===== Given information =====

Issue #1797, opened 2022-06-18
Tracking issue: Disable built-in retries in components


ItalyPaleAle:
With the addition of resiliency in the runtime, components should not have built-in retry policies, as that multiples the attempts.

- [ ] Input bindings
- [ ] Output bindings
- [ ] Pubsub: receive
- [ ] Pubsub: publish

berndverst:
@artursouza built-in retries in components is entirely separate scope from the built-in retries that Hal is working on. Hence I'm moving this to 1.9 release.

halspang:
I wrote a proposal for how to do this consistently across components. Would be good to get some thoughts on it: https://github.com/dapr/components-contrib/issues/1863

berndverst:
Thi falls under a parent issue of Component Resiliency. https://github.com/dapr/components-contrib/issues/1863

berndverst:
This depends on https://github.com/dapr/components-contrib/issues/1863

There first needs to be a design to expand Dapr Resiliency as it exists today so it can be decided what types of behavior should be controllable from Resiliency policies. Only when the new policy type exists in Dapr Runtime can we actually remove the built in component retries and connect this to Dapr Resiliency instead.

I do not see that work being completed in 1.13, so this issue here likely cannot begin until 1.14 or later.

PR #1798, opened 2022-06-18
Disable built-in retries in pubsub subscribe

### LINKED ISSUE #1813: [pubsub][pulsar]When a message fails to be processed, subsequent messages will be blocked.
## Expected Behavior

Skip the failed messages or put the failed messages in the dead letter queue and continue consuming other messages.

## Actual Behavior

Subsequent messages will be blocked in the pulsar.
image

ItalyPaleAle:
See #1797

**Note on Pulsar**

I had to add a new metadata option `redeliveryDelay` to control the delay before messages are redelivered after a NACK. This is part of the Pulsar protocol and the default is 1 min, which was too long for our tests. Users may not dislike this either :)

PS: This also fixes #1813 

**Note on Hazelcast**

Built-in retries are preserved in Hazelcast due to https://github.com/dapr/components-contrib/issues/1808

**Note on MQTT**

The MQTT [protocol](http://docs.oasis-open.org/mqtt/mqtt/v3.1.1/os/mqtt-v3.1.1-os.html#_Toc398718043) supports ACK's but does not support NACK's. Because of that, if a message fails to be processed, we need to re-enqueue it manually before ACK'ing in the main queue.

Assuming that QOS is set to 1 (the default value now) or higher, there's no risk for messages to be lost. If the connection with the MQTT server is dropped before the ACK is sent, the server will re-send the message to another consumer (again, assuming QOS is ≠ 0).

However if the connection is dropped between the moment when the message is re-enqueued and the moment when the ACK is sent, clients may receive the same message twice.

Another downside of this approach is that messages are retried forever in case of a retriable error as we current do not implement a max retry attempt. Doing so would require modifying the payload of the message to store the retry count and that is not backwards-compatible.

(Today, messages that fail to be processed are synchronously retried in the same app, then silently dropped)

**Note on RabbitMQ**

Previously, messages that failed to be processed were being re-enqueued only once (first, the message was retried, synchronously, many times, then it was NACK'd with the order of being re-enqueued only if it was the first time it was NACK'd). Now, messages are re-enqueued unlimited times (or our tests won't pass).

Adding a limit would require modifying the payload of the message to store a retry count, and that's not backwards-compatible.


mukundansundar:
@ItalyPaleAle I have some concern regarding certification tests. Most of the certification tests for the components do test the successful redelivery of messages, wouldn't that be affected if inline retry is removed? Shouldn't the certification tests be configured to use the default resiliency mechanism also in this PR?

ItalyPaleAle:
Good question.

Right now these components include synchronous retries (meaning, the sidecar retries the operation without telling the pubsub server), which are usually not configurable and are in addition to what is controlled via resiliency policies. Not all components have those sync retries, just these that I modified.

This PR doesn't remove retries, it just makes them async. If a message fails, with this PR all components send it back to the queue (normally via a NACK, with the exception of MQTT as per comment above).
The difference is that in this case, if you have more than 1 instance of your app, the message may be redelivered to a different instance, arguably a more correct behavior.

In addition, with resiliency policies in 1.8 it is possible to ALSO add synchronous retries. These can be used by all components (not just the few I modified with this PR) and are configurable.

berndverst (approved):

=====
===== Given information =====

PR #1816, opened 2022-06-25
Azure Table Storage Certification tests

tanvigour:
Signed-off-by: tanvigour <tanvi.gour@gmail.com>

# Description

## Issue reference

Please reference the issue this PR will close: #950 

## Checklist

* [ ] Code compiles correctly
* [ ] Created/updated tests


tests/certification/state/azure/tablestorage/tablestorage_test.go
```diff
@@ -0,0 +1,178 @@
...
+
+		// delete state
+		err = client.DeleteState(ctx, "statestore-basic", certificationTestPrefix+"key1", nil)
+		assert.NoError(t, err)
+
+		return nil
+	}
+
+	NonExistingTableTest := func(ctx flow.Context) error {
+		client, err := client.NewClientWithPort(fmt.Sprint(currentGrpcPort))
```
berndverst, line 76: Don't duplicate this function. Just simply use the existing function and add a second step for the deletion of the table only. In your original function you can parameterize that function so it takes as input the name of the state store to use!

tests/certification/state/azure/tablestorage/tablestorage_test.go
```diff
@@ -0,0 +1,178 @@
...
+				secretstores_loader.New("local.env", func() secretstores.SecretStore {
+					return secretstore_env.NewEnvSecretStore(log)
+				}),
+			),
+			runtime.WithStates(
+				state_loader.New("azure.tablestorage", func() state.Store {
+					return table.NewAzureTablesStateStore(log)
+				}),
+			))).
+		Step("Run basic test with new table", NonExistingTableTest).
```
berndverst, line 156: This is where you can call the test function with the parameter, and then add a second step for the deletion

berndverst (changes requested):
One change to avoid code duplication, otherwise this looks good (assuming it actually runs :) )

=====
===== Given information =====

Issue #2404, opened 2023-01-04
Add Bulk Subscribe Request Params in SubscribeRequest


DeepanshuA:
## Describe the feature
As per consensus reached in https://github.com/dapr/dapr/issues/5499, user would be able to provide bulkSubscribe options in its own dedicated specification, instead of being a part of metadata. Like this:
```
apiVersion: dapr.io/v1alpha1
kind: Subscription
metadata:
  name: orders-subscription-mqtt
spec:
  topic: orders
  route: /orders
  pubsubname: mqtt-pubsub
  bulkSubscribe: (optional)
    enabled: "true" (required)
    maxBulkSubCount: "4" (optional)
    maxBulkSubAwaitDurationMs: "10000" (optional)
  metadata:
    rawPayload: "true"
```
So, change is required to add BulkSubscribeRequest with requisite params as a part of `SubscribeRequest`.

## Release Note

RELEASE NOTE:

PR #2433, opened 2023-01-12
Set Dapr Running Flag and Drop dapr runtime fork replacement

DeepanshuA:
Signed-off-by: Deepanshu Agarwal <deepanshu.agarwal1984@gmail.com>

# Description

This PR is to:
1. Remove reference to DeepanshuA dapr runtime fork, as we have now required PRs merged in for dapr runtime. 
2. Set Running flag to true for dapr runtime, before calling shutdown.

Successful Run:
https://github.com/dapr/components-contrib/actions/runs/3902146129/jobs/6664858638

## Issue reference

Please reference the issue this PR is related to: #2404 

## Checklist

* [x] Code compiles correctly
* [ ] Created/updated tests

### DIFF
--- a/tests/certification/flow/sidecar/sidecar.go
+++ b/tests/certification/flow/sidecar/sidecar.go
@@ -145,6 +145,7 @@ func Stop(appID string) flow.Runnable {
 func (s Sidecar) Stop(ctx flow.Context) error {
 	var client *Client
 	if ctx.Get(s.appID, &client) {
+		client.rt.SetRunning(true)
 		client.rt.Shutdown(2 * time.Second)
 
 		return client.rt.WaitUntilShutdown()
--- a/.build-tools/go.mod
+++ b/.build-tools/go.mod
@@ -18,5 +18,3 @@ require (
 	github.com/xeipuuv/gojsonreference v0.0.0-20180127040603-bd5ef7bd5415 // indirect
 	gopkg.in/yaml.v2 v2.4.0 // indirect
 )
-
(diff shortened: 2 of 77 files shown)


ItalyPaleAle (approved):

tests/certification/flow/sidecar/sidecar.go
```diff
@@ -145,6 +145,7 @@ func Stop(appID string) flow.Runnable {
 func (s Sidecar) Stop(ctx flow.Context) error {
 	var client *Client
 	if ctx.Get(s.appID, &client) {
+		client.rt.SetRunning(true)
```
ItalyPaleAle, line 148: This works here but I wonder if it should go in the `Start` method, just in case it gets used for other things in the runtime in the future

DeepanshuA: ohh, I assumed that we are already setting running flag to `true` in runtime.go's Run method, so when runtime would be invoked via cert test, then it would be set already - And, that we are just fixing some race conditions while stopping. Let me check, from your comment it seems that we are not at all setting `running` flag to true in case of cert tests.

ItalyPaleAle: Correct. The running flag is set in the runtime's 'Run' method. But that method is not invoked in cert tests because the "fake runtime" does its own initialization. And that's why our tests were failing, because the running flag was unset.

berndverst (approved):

=====

## Your objective
Extract from the listing above the lines between the line containing "berndverst, line 156: This" and the line containing "One change to", keeping both of those lines. Output nothing else.

## Exercise solution
berndverst, line 156: This is where you can call the test function with the parameter, and then add a second step for the deletion

berndverst (changes requested):
One change to avoid code duplication, otherwise this looks good (assuming it actually runs :) )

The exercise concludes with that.